= Shanghuo =

Pathology in Chinese traditional medicine

Shanghuo (上火 (fire elevates)), also known as Reqi (热气 (hot air, jit⁶ hei³)) or Heatiness is a concept related to Traditional Chinese Medicine that involves an imbalance in internal energy that causes negative health effects on the body. It is a widely held belief among East Asian people, although it is not accepted by science.

== Description ==
In traditional Chinese beliefs, there are five elements: earth, wood, water, metal and fire. When Yin and Yang are out of balance in a person, this causes fire to be elevated in the person's body producing effects such as fever, sore throat, preference for cold drinks and/or other effects.

== Causes ==
The consumption of certain foods are commonly thought to cause shanghuo in people. Some examples of the foods linked to shanghuo are durian, raw pineapples, pomegranates and spicy food.

== Treatment ==
In order to treat the condition of shanghuo, different foods are commonly recommended to be consumed that are "cold". By this is not necessarily meant foods that are physically cold (as in temperature), but rather foods that put out the internal "fire" related to the shanghuo condition. Among such foods include bitter gourd, watermelon, cucumber, eggplant, strawberries, and many others.

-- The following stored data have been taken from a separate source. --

PR #207, opened 2026-04-26
OP-175: route scripts via vault=OP-Test; relax active-window assertion

earchibald:
## Summary

- Centralize `vault=OP-Test` routing at `scripts/lib/op-test.mjs:runObsidian` so dev-sync / reset-test-vault / build-seeds no longer require the OP-Test Obsidian window to be focused — every internal CLI call now routes explicitly.
- Replace `assertActiveVaultIsOpTest()` (path-compare against focused window) with `assertOpTestVaultOpen()` — probes `obsidian vault=OP-Test eval code=app.vault.getName()` and parses stdout (CLI returns exit 0 on miss, so we look for `Vault not found.`). Error message says "Open the OP-Test vault in Obsidian (any window — focus is no longer required)".
- Update CLAUDE.md (3 sites) to drop the "switch to OP-Test window" guidance.
- Patch bump 0.61.2 → 0.61.3 (lockstep across manifest.json / package.json / plugin.json) — internal dev-script fix, no plugin runtime change, no public surface change.

Closes OP-175.

## Test plan

- [x] Build green via `node scripts/bump-version.mjs 0.61.3` (esbuild + freshness assertion).
- [x] Smoke-test with Agent-Vault focused (`open obsidian://open?vault=Agent-Vault`):
  - `dev-sync.mjs` copied artifacts to OP-Test and reloaded the plugin; verified plugin version in OP-Test flipped to 0.61.3.
  - `reset-test-vault.mjs invalid-seed` → seed-validation error (no assertion involvement).
  - `reset-test-vault.mjs empty` → passed assertion, failed at expected `Seed tag seed/empty does not exist`.
  - `build-seeds.mjs` → passed assertion, failed at expected `OP-Test working tree is not clean`.
- [x] Probe behavior empirically verified: `obsidian vault=OP-Test eval code=app.vault.getName()` returns exit 0 + stdout `=> OP-Test` on hit; `obsidian vault=NonExistentVault eval ...` returns exit 0 + stdout `Vault not found.` on miss.

## Note

Pre-existing lockfile desync: `plugins/op-obsidian/package.json` lists `protobufjs-cli@^2.0.1` but `package-lock.json` has no entry for it (re-introduced after OP-170 dropped it). Out of scope here — `npm install --no-package-lock` worked around it locally for the build step. Worth a follow-up issue.

### DIFF
--- a/CLAUDE.md
+++ b/CLAUDE.md
@@ -19,7 +19,7 @@ Always, in order:
    ```bash
    node scripts/dev-sync.mjs
    ```
-   The script hardcodes `~/Documents/OP-Test/OP-Test/.obsidian/plugins/op-obsidian/` as the target. It currently still asserts OP-Test is the active Obsidian window before mutating (an internal `obsidian plugin:reload` call would otherwise hit whichever window happens to be focused — switch to the OP-Test window, then re-run if the assertion fires) and rejects any path containing `Agent-Vault` (belt-and-suspenders against muscle-memory mistakes — Agent-Vault is BRAT-only, see below). Never `rm -rf` the dest — `data.json` (user settings) lives there; `dev-sync.mjs` only overwrites `main.js` and `manifest.json`.
+   The script hardcodes `~/Documents/OP-Test/OP-Test/.obsidian/plugins/op-obsidian/` as the target. It asserts OP-Test is **open** in Obsidian (any window — focus is not required since OP-175 routes every internal CLI call via `vault=OP-Test`) and rejects any path containing `Agent-Vault` (belt-and-suspenders against muscle-memory mistakes — Agent-Vault is BRAT-only, see below). Never `rm -rf` the dest — `data.json` (user settings) lives there; `dev-sync.mjs` only overwrites `main.js` and `manifest.json`.
 
 3. **Reload the plugin.** `dev-sync.mjs` handles this: it tries `obsidian plugin:reload id=op-obsidian` first and falls back to the `loadManifests + enablePluginAndSave` recipe on first-install (when Obsidian hasn't scanned the new folder yet). No separate manual step needed.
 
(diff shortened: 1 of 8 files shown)


earchibald:
@copilot please pressure-test this PR. Specifically scrutinize:

1. **`assertOpTestVaultOpen` probe robustness.** The probe parses stdout because the CLI returns exit 0 in both hit and miss cases. Are there other miss states I'm missing — e.g. OP-Test registered but not yet finished loading (race between Obsidian boot and the script firing), OP-Test corrupt, vault open in a window that crashed but still in the registered list? What does `obsidian vault=OP-Test eval` actually do when the vault is registered but no Obsidian window is open at all (cold boot of the script)? The current logic accepts any stdout containing `OP-Test` and not matching `/vault not found/i` — could that pass on a partial / weird response and let the script proceed against a half-open vault?

2. **`runObsidian` opt-out symmetry.** The wrapper now unconditionally prepends `vault=OP-Test`. There's no opt-out. Is there any current call site (or one that's about to land) where this prepend would corrupt the call — e.g. `obsidian help`, `obsidian vault` (no args), or any verb that ignores or rejects a `vault=` arg? The CLI accepts `vault=<name>` as a top-level routing arg, but does any subcommand have its own `vault=` flag that this would collide with?

3. **`assertNotAgentVault` → `resolvePath` deletion path.** I demoted `resolvePath` from exported to module-internal because no external caller uses it. Are there any indirect users (other scripts in this repo, tests, or in-flight branches) that import it from `op-test.mjs`? If a future caller wants the behavior, they'd have to re-export.

4. **CLAUDE.md churn vs. agent behavior.** Three sites in CLAUDE.md were updated. Is the new text consistent across all three (open-but-not-focused), or did I leave a stray "active vault" / "focused window" reference somewhere that contradicts the others? Cross-check with `plugins/op/skills/op/reference/cli-gotchas.md` — does the existing per-call vault-targeting guidance there still align?

5. **Version bump appropriateness.** Patch bump (0.61.2 → 0.61.3). The change is dev-scripts-only — no `plugins/op-obsidian/src/*.ts` touched, no plugin runtime delta. CLAUDE.md says bump after any change to `plugins/op-obsidian/`, but this change doesn't touch that dir; the bump-version.mjs script touches the three JSON manifests in lockstep regardless. Is patch the right level, or should this skip the version bump entirely?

Certain less common foods are also used to treat shanghuo. For example, turtle jelly, traditionally made from turtle shells, is also believed to be a good food to consume to deal with shanghuo. In traditional Chinese medicine, ground minerals like gypsum and calcite are believed to have cooling effects, and they are commercially available in preparations like Three Legs Cooling Water.

In southeastern China, it is traditional to drink Chinese herbal tea (凉茶 (cool tea)) to treat shanghuo.